2. Give your partner your full attention at least once per day.
Do this without looking at your Facebook feed, messing around with your smart phone or side-glancing at the TV. Drop what you’re doing when your partner wants to talk with you and focus all of your attention (and interest) on them by making full eye contact.
3. Be the first to apologize for your role in any disconnect.
Saying "I'm sorry" is not easy if you feel wronged, but you can say, "I want you to know, I’m sorry for my part last night and I love you." No reason to defend yourself. You have said enough.
4. Ask for a hug.
Tell your partner you want to hold them for just a minute, knowing they might refuse, hug you back half-heartedly, or say something dumb. Ask for the hug anyway because it might create a moment of reconnection.
5. Tether back to your true feelings of love.
Why are you with your partner in the first place? Why do you love this person? What do you want your life together to be like? Share this with them, speaking from your heart, without asking your partner to do or say anything in response.
6. Show more compassion and consideration for what your partner is going through.
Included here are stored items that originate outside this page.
PR #444, opened 2016-11-08
bowling: Add tests for more than 10 after last frame

petertseng:
We have tests for:

* Rolling 11 in a single roll
* Rolling 5 then 6
* Rolling 5 then 6 after a last-frame strike

So it appears we are missing the test for rolling an 11 after a
last-frame strike. Let's add it.

### DIFF
--- a/exercises/bowling/canonical-data.json
+++ b/exercises/bowling/canonical-data.json
@@ -86,6 +86,10 @@
       "rolls": [5, 6, 0, 0, 0, 0, 0, 0, 0, 0, 0, 0, 0, 0, 0, 0, 0, 0, 0, 0],
       "expected": -1
     }, {
+      "description": "bonus roll after a strike in the last frame can not score more than 10 points",
+      "rolls": [0, 0, 0, 0, 0, 0, 0, 0, 0, 0, 0, 0, 0, 0, 0, 0, 0, 0, 10, 11],
+      "expected": -1
+    }, {
       "description": "two bonus rolls after a strike in the last frame can not score more than 10 points",
       "rolls": [0, 0, 0, 0, 0, 0, 0, 0, 0, 0, 0, 0, 0, 0, 0, 0, 0, 0, 10, 5, 6],
       "expected": -1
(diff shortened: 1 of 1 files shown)


exercises/bowling/canonical-data.json
```diff
@@ -98,6 +102,10 @@
       "rolls": [0, 0, 0, 0, 0, 0, 0, 0, 0, 0, 0, 0, 0, 0, 0, 0, 0, 0, 10, 6, 10],
       "expected": -1
     }, {
+      "description": "second bonus roll after a strike in the last frame can not score than 10 points",
+      "rolls": [0, 0, 0, 0, 0, 0, 0, 0, 0, 0, 0, 0, 0, 0, 0, 0, 0, 0, 10, 10, 11],
```
petertseng: unsure about the necessity of this one. But maybe it's useful - some people may only check the first bonus roll?

exercises/bowling/canonical-data.json
```diff
@@ -86,6 +86,10 @@
       "rolls": [5, 6, 0, 0, 0, 0, 0, 0, 0, 0, 0, 0, 0, 0, 0, 0, 0, 0, 0, 0],
       "expected": -1
     }, {
+      "description": "bonus roll after a strike in the last frame can not score more than 10 points",
+      "rolls": [0, 0, 0, 0, 0, 0, 0, 0, 0, 0, 0, 0, 0, 0, 0, 0, 0, 0, 10, 11],
```
petertseng: My first implementation only checked the second bonus roll and would therefore allow anything in the first, oops. Gotta catch that with this 11.

Insti:
I think it's a good idea to add explicit test cases for any bugs that are seen 'in the wild'.


The only roll that is checked for 11 is the first one. (and now the last)
Should we also have tests that the second or third roll (etc..) cannot be 11?

petertseng:
It is true - if we wish to be truly thorough, we would test that each and every roll cannot be 11.

It might be a lot to put in the JSON file; I wish we had some way of compactly expressing what I have just put in words.

The current set gets us a decent amount of mileage since (it is anticipated) most students will write the code such that the first nine frames use the same logic, and the tenth frame has a bit of extra logic for the fill balls. I admit it's a bit interesting to see that indeed we are paying an awful lot of attention to the last frame, but it rightfully is a hotspot where a lot of the problems come up.

Insti:
> The current set gets us a decent amount of mileage since (it is anticipated) most students will write the code such that the first nine frames use the same logic, and the tenth frame has a bit of extra logic for the fill balls.

Yeah, I'm fine for leaving it as it is and adding individual tests whenever anyone implements a solution that doesn't get caught.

A little kindness really does go a long way. You have no idea about the stress that replays itself in your partner's mind. So, try to understand what's going on for them and show a little warmth.
7. Lighten up and be more playful.
Most disagreements and misunderstandings are little things that get blown out of proportion. Keep things in perspective, find something to laugh about together and let a little fun cut the tension. There is no value in holding grudges.
When you focus on affection, togetherness, genuine feelings of caring, physical touch, and heart-felt appreciation towards your partner, almost any relationship repair is possible. Strong communication skills are valuable, but only once healthy connection is in place.